Stored dataset items:
== Segment start ==
PR #3098, opened 2021-05-27
Reflection with LambdaMetafactory

Janmm14:
Switch reflection usage to `LambdaMetafactory`.

`LambdaMetafactory` can create instances of single-method interfaces like `Supplier` or `Consumer`. We use it to create packet instance suppliers and event consumers.

According to various online sources like [Exhibit A](https://dzone.com/articles/think-twice-before-using-reflection) or [Exhibit B](https://wttech.blog/blog/2020/method-handles-and-lambda-metafactory/) the use of LambdaMetafactory can reach speed levels close to direct method invocations and is more than twice as fast compared to reflection.

~~Due to ClassLoader, MethodHandle.Lookup and LambdaMetafactory constraints we have to get the internal full-permission lookup object for the event system.

For Java 9 or higher this requires the jvm argument `--add-opens java.base/java.lang.invoke=ALL-UNNAMED`.~~

Update:
Due to ClassLoader, MethodHandle.Lookup and LambdaMetafactory constraints we use asm to create a simple class per plugin which provides us with the Lookup object in the plugin's classloader context with enough privileges to be used by LambdaMetafactory.
I decided to not go the full asm consumer creation way for improved maintainability.

To implement this easier and to keep asm outside the API, the PluginClassloader was interfaced and the PluginManager turned into an abstract class in the API. This keeps binary compatibility.

This is tested not only by the junit tests, also with some [simple plugin](https://www.spigotmc.org/resources/bungee-join-messages.87134/) listening for events.
Tested with Java 8 and Java 16


md-5:
>For Java 9 or higher this requires the jvm argument --add-opens java.base/java.lang.invoke=ALL-UNNAMED.

Huge no.

Also for the Protocol side of things, can't you just switch Packet.class to Packet::new and get the same benefits?

Janmm14:
> > For Java 9 or higher this requires the jvm argument --add-opens java.base/java.lang.invoke=ALL-UNNAMED.
> 
> Huge no.

Why?

> Also for the Protocol side of things, can't you just switch Packet.class to Packet::new and get the same benefits?

Hmm yep that's true.

MrIvanPlays:
> Also for the Protocol side of things, can't you just switch Packet.class to Packet::new and get the same benefits?

That's how downstream Waterfall sped up packet construction.
https://github.com/PaperMC/Waterfall/blob/master/BungeeCord-Patches/0051-Speed-up-packet-construction.patch
Kept the `Packet.class` for compatibility with new packets Bungee might add.

Janmm14:
@md-5
I updated this to not require a startup parameter anymore. Please review again.

MrIvanPlays:
Renaming `PluginClassloader` to `PluginClassLoader` is a breaking api change

Janmm14:
> Renaming `PluginClassloader` to `PluginClassLoader` is a breaking api change
> 
> EDIT: Also why making PluginManager an abstract class rather than an interface?

PluginClassloader was a package-visible class, could therefore not be used by plugins -> not part of the API

PluginManager is an abstract class and no interface because
a) An interface would break binary compatibility
b) An abstract class allows to set the constructor as package-visible only

KotlinFactory:
The issue here is that many plugins are using the PluginClassloader.

Janmm14:
> 
> 
> The issue here is that many plugins are using the PluginClassloader.

**How** are they using it? Can you show me some plugins source code?

Janmm14:
> 
> 
> The issue here is that many plugins are using the PluginClassloader.

@KotlinFactory
Update:
I did a github search for PluginClassloader and found only 3 usages: [1](https://github.com/Simplix-Softworks/SimplixCore/blob/c65684075c291ed7432b12d3c3e9899e8fff2aa3/simplixcore-minecraft/simplixcore-minecraft-bungeecord/simplixcore-minecraft-bungeecord-plugin/src/main/java/dev/simplix/core/minecraft/bungeecord/plugin/libloader/PluginClassLoaderFabricator.java) [2](https://github.com/lucko/spark/blob/f5bb628319d57c8d1ed26e1673d9f781cc939f83/spark-bungeecord/src/main/java/me/lucko/spark/bungeecord/BungeeCordClassSourceLookup.java) [3](https://github.com/Legacy-Fabric-Community/LuckPerms/blob/be28c0d97befc3a1d8dbcd0b279dc8ddc2ecd11d/bungee/src/main/java/me/lucko/luckperms/bungee/LPBungeeBootstrap.java#L280)

Usage 1 is the only problematic one, its about library loading. It'd require the plugin to be updated.

Usages 2 and 3 could be easily changed, but I will change this PR to be compatible to those.

MrIvanPlays:
you know md very well - 1 breakage and its over.

KotlinFactory:
I mean not all plugins are open source. I think it's pretty awesome of md to ensure that BungeeCord changes don't break plugins.

Janmm14:
> 
> 
> you know md very well - 1 breakage and its over.

Its not about @md_5 here. I am sure he doesn't mind plugins breaking which don't use official API.

Upon looking at all the usages of PluginClassloader, I decided to add compatiility to the plugins using the `desc` field and providing a new API for getting the plugin description and using addURL with the `ProxyPluginClassLoader` interface.

event/src/main/java/net/md_5/bungee/event/EventBus.java.orig
```diff
@@ -0,0 +1,245 @@
+package net.md_5.bungee.event;
```
RodneyMKay, line 1: Is this file supposed to still exist?
I was in the middle of making a pr downstream at waterfall to swich to LambdaMatafactory.
Really looking forward to this change. 
Good work!

Janmm14: This is a leftover file from me merging, i'll remove it

MrIvanPlays:
I don't see the reason why you have moved PluginManager and PluginClassloader's implementations from `api` to `proxy` in this PR. Did you change anything about reflections with them? In my opinion the only relevant changes here are in `EventBus` and `Protocol`

Janmm14:
> 
> 
> I don't see the reason why you have moved PluginManager and PluginClassloader's implementations from `api` to `proxy` in this PR. Did you change anything about reflections with them? In my opinion the only relevant changes here are in `EventBus` and `Protocol`

Yes, the relevant changes are in EventBus and Protocol, but there are also required changes in Plugin, PluginManager and PluginClassloader (`MethodHandles.Lookup``). Then I thought that these implementations don't really belong into the API of bungee and decided to move them to the proxy, as I was already working on these classes.

md-5:
I don't quite follow why you need to dynamically generate a classloader. Can you please explain that more, it seems ridiculously overcomplicated

Janmm14:
> I don't quite follow why you need to dynamically generate a classloader. Can you please explain that more, it seems ridiculously overcomplicated

Not explaining the move from API to PROXY for parts here, that's basically just a bonus I included.

MethodHandles.lookup() is caller-sensitive. It uses the access and the class loader from the calling class.

LambdaMetafactory generates a private inner class of the lookup's caller class and also uses its class loader.

The problem is that the class loader of EventBus or any other bungee class has no clue about the PluginClassloaders and therefore direct bytecode references cannot be resolved.
I've tried using LambdaMetafactory for that

md-5:
Could you not use java.lang.reflect.Proxy for this?

Janmm14:
> Could you not use java.lang.reflect.Proxy for this?

Unfortunaly that seems to just forward every method invocation to an invocation handler. Which would not be defined by the PluginClassloader and we gained nothing.

md-5:
But you can create the Proxy within the plugin's classloader, which could be done by the EventBus calling Listener.getClass().getClassloader() and would work regardless of what classloader the Listener is loaded from.

Also why do you need the private lookup, the bungee EventBus (unlike Spigot's) does not support private listeners in the first place, so surely there shouldn't be access restrictions.

Janmm14:
> But you can create the Proxy within the plugin's classloader, which could be done by the EventBus calling Listener.getClass().getClassloader() and would work regardless of what classloader the Listener is loaded from.
> 
> Also why do you need the private lookup, the bungee EventBus (unlike Spigot's) does not support private listeners in the first place, so surely there shouldn't be access restrictions.

LambdaMetafactory still requires it. I tried and it throws exceptions.
[Javadoc](https://docs.oracle.com/en/java/javase/16/docs/api/java.base/java/lang/invoke/LambdaMetafactory.html#metafactory(java.lang.invoke.MethodHandles.Lookup,java.lang.String,java.lang.invoke.MethodType,java.lang.invoke.MethodType,java.lang.invoke.MethodHandle,java.lang.invoke.MethodType))
says that it requires the caller Lookup to have full privileves (which is private + module).

Janmm14:
> But you can create the Proxy within the plugin's classloader, which could be done by the EventBus calling Listener.getClass().getClassloader() and would work regardless of what classloader the Listener is loaded from.

Regarding the last bit, the pluginclassloader can delegate to dependant plugins / libs and that should allow LambdaMetafactory to not complain. I guess I'll have to do some testing regarding this bit and also listener subclass on different classloader.

Janmm14:
Meanwhile it seems like you can use unsafe to get Fullpower IMPL_LOOKUP without restrictions: https://github.com/ViaVersion/ViaVersion/pull/2433/files#diff-0b802fb370b1cc5bcdf322056da3b0d1d94dab9062e0dfd92a3b59b81f6ad6b2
== Segment end ==
Please count up the lines above that include the string "base" and respond with the total alone.

> [Your response]:
4